___ Data in this exercise
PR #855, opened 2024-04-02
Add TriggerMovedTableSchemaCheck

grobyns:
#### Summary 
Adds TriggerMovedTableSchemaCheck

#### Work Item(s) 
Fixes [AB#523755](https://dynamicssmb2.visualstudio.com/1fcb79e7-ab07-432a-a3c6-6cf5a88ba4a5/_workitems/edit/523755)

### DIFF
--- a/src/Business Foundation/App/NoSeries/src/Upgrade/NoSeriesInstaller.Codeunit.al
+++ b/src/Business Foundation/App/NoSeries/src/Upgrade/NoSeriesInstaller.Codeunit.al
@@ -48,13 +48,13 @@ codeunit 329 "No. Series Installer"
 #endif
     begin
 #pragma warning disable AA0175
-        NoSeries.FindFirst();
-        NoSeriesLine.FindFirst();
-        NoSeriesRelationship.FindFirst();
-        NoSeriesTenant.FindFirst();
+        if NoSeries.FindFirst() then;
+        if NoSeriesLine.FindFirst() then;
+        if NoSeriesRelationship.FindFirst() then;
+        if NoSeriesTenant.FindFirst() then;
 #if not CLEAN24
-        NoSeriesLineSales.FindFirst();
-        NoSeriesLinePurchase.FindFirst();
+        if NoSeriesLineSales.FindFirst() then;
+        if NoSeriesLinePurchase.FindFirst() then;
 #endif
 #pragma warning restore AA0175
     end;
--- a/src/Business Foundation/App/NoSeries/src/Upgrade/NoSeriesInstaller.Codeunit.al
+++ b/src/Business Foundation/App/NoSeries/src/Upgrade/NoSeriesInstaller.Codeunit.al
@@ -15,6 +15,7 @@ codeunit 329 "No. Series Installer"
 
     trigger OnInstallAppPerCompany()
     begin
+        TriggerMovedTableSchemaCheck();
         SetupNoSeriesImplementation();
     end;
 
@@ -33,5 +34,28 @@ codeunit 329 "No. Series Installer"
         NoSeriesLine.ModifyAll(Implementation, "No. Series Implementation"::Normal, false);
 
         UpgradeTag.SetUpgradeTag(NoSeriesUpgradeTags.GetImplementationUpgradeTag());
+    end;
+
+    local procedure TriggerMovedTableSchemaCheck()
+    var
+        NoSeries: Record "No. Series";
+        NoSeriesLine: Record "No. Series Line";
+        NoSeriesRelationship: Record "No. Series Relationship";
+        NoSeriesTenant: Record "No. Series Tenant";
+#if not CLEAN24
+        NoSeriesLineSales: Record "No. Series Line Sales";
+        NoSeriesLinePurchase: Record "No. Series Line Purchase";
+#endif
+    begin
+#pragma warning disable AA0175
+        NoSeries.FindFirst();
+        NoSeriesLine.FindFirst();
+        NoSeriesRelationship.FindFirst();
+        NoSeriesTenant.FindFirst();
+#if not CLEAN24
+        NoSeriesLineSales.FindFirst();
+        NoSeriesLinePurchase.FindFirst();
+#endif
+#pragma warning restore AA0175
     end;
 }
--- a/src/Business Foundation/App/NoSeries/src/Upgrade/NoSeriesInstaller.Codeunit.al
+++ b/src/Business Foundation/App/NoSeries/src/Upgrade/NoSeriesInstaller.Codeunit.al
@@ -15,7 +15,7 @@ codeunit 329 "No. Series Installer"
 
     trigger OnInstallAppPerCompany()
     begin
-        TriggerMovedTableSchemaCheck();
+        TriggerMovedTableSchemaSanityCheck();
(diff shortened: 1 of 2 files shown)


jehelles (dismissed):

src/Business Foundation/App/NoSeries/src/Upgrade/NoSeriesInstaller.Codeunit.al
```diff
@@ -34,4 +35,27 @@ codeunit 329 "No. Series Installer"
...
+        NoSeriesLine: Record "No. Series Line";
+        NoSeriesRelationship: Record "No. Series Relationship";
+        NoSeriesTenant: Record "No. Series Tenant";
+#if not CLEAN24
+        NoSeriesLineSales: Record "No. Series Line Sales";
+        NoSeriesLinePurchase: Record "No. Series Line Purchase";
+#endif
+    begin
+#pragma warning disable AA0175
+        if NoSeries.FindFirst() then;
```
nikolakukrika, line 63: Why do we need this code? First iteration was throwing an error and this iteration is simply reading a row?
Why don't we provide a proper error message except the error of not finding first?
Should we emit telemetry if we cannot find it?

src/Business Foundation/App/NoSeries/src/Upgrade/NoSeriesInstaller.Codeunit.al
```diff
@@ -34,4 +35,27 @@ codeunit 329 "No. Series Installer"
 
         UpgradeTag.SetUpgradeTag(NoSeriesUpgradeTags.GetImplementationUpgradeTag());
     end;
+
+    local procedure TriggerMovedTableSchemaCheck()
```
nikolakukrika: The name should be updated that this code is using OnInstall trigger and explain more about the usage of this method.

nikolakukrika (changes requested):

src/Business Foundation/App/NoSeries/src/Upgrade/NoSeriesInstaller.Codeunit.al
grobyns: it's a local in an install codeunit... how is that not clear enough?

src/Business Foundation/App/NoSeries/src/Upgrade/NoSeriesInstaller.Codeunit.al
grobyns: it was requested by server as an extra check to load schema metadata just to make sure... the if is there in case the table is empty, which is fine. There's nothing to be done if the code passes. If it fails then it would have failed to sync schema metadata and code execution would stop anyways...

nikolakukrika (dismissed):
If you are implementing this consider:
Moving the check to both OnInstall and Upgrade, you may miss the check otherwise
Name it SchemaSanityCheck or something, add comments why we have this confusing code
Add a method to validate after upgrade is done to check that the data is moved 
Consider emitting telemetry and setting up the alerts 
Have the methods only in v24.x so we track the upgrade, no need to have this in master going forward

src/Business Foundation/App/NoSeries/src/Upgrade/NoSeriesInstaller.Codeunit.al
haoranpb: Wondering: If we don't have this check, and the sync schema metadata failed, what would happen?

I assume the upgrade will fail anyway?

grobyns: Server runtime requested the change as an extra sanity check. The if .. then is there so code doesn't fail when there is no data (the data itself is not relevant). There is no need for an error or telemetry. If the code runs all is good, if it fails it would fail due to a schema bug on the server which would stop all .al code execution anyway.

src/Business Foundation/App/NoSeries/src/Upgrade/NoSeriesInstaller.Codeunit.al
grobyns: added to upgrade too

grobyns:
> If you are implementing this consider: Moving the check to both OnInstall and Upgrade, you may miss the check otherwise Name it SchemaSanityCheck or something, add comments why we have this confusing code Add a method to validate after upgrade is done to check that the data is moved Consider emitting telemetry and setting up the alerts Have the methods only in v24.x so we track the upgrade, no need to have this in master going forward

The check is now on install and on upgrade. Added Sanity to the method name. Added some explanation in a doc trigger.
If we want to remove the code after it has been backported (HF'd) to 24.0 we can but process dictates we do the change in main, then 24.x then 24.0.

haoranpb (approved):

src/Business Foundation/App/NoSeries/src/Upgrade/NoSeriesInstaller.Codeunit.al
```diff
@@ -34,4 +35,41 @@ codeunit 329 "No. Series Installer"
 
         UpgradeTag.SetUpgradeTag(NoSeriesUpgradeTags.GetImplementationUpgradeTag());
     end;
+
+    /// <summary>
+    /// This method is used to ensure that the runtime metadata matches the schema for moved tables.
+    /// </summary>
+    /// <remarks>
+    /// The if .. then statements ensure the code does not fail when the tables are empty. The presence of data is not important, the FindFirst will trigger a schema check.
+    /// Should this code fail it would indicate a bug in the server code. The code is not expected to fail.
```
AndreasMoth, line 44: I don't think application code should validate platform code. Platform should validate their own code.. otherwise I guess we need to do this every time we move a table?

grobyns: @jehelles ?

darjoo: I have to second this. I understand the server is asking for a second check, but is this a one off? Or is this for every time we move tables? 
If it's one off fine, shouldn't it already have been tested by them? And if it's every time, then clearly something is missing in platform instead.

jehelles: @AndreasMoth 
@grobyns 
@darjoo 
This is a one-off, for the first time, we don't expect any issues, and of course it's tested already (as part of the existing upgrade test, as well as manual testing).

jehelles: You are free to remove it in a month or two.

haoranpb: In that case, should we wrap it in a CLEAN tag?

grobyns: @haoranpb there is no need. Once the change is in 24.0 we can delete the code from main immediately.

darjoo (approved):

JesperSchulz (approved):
______
___ Data in this exercise
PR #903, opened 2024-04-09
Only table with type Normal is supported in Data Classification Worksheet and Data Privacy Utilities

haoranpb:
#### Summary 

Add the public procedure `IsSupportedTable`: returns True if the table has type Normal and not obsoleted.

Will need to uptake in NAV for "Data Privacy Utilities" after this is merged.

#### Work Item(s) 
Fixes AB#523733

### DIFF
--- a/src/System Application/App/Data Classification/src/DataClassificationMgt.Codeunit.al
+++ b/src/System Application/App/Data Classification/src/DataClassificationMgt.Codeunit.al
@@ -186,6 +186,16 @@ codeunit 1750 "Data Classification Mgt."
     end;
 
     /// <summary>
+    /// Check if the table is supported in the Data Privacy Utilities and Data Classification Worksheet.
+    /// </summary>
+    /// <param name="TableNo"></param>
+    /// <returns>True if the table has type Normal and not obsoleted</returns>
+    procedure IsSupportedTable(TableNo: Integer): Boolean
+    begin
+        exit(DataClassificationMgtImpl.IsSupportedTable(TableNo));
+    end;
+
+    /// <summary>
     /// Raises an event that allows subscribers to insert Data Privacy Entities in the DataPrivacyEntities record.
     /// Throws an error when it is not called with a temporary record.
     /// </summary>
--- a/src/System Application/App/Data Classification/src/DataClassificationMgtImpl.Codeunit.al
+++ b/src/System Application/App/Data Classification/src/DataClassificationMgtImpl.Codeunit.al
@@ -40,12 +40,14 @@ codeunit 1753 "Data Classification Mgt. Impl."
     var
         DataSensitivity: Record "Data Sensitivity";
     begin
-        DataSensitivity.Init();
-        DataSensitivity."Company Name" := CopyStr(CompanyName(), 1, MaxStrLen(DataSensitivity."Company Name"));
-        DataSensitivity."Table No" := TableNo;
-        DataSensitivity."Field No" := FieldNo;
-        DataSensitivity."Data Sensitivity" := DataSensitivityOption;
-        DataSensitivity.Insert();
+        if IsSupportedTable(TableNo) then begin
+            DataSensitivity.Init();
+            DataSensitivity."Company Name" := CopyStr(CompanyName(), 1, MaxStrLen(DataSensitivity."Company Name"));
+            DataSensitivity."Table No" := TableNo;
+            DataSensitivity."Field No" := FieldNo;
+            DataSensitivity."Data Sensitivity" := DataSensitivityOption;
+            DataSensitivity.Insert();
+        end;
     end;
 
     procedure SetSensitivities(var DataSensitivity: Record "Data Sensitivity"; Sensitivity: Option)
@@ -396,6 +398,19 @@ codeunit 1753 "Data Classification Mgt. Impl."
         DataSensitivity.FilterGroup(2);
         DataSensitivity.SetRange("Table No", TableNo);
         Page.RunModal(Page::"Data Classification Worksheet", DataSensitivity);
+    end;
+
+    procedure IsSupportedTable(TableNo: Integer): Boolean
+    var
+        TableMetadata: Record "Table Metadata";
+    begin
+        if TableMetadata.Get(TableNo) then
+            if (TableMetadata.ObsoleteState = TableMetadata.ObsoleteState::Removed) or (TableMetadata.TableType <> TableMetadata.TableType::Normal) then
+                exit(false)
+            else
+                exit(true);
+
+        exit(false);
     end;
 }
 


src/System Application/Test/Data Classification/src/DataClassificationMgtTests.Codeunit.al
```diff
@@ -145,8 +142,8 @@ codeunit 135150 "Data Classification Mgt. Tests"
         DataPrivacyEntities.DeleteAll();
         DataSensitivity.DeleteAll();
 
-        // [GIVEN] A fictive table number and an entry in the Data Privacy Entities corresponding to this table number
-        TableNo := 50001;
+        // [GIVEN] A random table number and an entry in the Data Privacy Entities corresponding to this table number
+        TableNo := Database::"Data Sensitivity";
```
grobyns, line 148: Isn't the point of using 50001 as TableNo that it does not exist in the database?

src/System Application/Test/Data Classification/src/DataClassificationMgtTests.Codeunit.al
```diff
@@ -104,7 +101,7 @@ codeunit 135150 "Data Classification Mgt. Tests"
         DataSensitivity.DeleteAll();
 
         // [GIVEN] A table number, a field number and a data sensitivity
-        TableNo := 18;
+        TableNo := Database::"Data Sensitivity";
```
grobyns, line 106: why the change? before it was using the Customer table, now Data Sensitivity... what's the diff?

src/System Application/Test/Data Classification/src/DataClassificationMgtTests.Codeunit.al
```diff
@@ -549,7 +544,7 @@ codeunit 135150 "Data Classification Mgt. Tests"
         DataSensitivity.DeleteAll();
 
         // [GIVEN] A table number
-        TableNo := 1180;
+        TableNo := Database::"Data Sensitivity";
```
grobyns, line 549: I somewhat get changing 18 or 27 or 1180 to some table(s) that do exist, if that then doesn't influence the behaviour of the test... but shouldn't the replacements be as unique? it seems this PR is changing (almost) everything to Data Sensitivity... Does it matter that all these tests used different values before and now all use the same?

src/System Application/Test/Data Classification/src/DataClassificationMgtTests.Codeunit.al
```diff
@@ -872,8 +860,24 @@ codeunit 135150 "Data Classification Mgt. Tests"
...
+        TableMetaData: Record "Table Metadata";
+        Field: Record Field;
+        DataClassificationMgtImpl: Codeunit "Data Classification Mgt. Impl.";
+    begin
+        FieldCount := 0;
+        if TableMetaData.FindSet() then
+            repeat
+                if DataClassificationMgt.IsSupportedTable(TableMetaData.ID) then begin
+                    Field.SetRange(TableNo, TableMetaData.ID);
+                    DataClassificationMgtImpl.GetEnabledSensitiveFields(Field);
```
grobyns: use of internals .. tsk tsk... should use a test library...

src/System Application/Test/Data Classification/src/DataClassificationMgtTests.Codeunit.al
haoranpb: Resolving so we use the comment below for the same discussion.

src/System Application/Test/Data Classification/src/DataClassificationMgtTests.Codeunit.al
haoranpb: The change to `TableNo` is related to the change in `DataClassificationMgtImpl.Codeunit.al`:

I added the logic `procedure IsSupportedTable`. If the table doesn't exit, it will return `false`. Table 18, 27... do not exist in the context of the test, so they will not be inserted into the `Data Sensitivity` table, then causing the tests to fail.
______
> Assignment
Wherever the string "alerts" is found in the entries, copy the line it sits in.

> Answer area
Consider emitting telemetry and setting up the alerts 
> If you are implementing this consider: Moving the check to both OnInstall and Upgrade, you may miss the check otherwise Name it SchemaSanityCheck or something, add comments why we have this confusing code Add a method to validate after upgrade is done to check that the data is moved Consider emitting telemetry and setting up the alerts Have the methods only in v24.x so we track the upgrade, no need to have this in master going forward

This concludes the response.